# roth spike question



## ronan (Apr 26, 2010)

hi,
does a roth spike grow straight or can it be curved a moment before the final flowering stage?
mine is now really curved after growing straight a the beginning (buds are already quite big).
maybe too much sunlight or maybe an effect of chemical treatment a few weeks ago...

photo? i don't really want as i ashamed...


----------



## SlipperKing (Apr 26, 2010)

No sham is thrown a round in this forum. PICs are always welcome. I have not had a roth spike curve in my short growing time.


----------



## ronan (Apr 26, 2010)

SlipperKing said:


> No sham is thrown a round in this forum. PICs are always welcome. I have not had a roth spike curve in my short growing time.


----------



## paphioland (Apr 26, 2010)

It will likely straiten out. It it is flexible stake it. If you get resistance at all leave it and it will straiten.


----------



## ronan (Apr 26, 2010)

paphioland said:


> It will likely straiten out. It it is flexible stake it. If you get resistance at all leave it and it will straiten.

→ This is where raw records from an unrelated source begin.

PR #1269, opened 2018-03-24
Ensure you hover over something

### LINKED ISSUE #1268: Line Hover issue
I have gutter "icon": "none", set for my warnings, however entering the region still shows the line report about it (show_hover_line_report = true), while i think it should only do that when the gutter icon is visible aka not set to "none".

kaste:
Fixes #1268


braver:
Don’t forget the status bar.

kaste:
Now, you're just in a bad mood today. And still escalating. The 'quiet views' toggle is not a 'zen mode'. It disables the highlighted regions and then popping up a tooltip over a random word is a ux bug. It would be on any random website. 

The status bar is as the name suggest a completely different view component.

braver:
Well sorry about the mood. I’m not talking about quiet views. I’m talking about setting the highlight style to “none”. The region should then no longer trigger tooltips, but also not show in the status bar. Or am I incorrect here?

kaste:
The highlight style is not generally filtering errors. We show them still in the panel and of course on the status bar. 

I understand the issue here as a mouse interaction thing. As in: you must hover over something visually promoted to expect a tooltip. 

If you hover over 'nothing' in the gutter you don't expect a tooltip. I saw this issue in quiet mode first, where you leave the mouse cursor accidentally over a random word and then the tooltip pops.  

(Like on a website: Say you implement a read mode where you de-highlight all links. Of course, it is not enough to just de-emphasize all links. You have to make them dysfunctional/pure text.)

braver:
Well to me the status bar is weird too here. Without the highlight, is it clear what the message is about?
Also, should goto jump to a region even if it’s not visually highlighted? You won’t be able to predict where it will jump.

So to me all that is related and needs to be considered holistically.

“Silencing” the tooltips in quiet mode is an obvious win of course and needs to be done. It’s the other stuff I’d like to have a clear vision about and mine is seriously cloudy right now.

kaste:
(The goto command should enable the highlighting, I thought about this during last week; either we just exit quiet mode; at least we highlight the jump target; or flash (on-off) the highlights)

kaste:
(Ah, I have status bar messaging off bc I can't fucking read it. I use mostly quiet mode with the panel, which does feel completely consistent. You have a quiet editing area, but not the illusion of no errors, which would be more like a zen-mode.)

kaste:
FWIW I think it is wrong to show the messages in the status bar bc it is highly volatile info based on the current cursor pos. It is *not* the 'status' of the buffer. 

I think it is completely consistent to have a error counter in the status bar even when the view is 'quiet'. Actually I would not event need the counter, I basically *need* a red/yellow/green indicator. Red (error) will probably not compile/work, yellow (warning) can commit and test but not ready for master/PR, and green. (It is usually completely irrelevant here if I have 1 or 10 warnings; bc only zero is allowed. It is okay for dev happiness so you can say to yourself: Okay only 3 warnings left.)

braver:
> The goto command should enable the highlighting, I thought about this during last week; either we just exit quiet mode;

In the current state of the PR, I can still hover over an invisible region (invisible because I set `mark_style` to `none`).

kaste:
Oh. I didn't know that `mark_style = None` is a thing. 😄 I thought `scope = ''` would be the way to hide highlights. (Of course I also forgot that. Basically the highlights_view I wrote does not allow to not draw highlights bc I didn't knew this is specced/user configurable feature.)

braver:
Now that I think about it some more, again comes the question: if you set `mark_style` to `none`, will `goto` still jump to that region?

kaste:
I pushed a commit to skip `mark_style = none` or `scope = ''`. goto will jump to that position bc it shows up in the panel.

kaste:
Ah, well, if you're allowed to *hide* highlighted regions (again I thought you can only hide gutter marks) then highlighting the jump positions for goto becomes a bit trickier.

If I demote such regions during initial draw (hide them) I *need* a style and scope if I must highlight them when showing the jump positions.

braver:
See? We can’t cover this topic in 20 minutes. 😉 perhaps we don’t need to try to do so in one iteration, removing more stuff from quiet mode is a good start. But all the other kinds of “hiding” we need to be smart about. Can we limit this to quiet mode, so we can merge and then continue the discussion of how to deal with hidden highlights and errors?

kaste:
I actually only wanted to ensure we don't show hover tooltips over invisible regions in this PR. Just like the PR title `Ensure you hover over something`. Maybe I lost it, but I don't think I do anything else here.

kaste:
T.i. only the change in tooltips_view is relevant, user visible https://github.com/SublimeLinter/SublimeLinter/pull/1269/files#diff-7642a51d3fcb8df8b88b6490a4b8990d

braver:
Ok, that’s a good scope to focus on too 👍🏻

braver:
OK, this is 👍 👍 for me, let's merge and 🚢

kaste:
I must avoid the separate `regions_utils.py`. I probably merge tooltips and highlights into one file. I think if we deploy like that, it would break bc of these stupid upgrading issues we have with PackageControl and Sublime.

kaste:
The feature is okay.

braver:
Ok, sure, let me know when you've refactored then.

kaste:
Okay.

braver:
Excellent, LGTM.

thx for advice! as it's the second Paph i flower (after my jackii) i don't really want to make a mistake...
spike is big and strong...


----------



## Leo Schordje (Apr 26, 2010)

For a first or second Paph to bloom, the Paph rothschildianum is quite an accomplishment. Good growing. Rothschildianum is not normally mentioned as a beginner's plant. It is not particularly difficult, but it is not the easiest of the Paphs to grow. Nice job.


----------



## ronan (Apr 26, 2010)

Leo Schordje said:


> For a first or second Paph to bloom, the Paph rothschildianum is quite an accomplishment. Good growing. Rothschildianum is not normally mentioned as a beginner's plant. It is not particularly difficult, but it is not the easiest of the Paphs to grow. Nice job.



thx! but i grow a lot of orchids, mostly Bulbo...i just start my Paph trip inside the orchids world...


----------



## SlipperFan (Apr 26, 2010)

I'm with those that think it will straighten out. I've seen this habit on a couple of my multiflorals.


----------



## valenzino (Apr 26, 2010)

Its normal,dont worry.....


----------



## ronan (May 7, 2010)

thx all, you were right...
i just hope the laterals petals to be just a little more horizontal when fully open, or next time (first bloomer)


----------



## billc (May 7, 2010)

That's a nice looking flower and the picture of the staminode is a real good close up shot.

Bill


----------



## SlipperFan (May 7, 2010)

Very nice, ronan!


----------



## SlipperKing (May 7, 2010)

It turned out OK hey Ronan!


----------



## JeanLux (May 8, 2010)

Good one, bravo!!! Jean


----------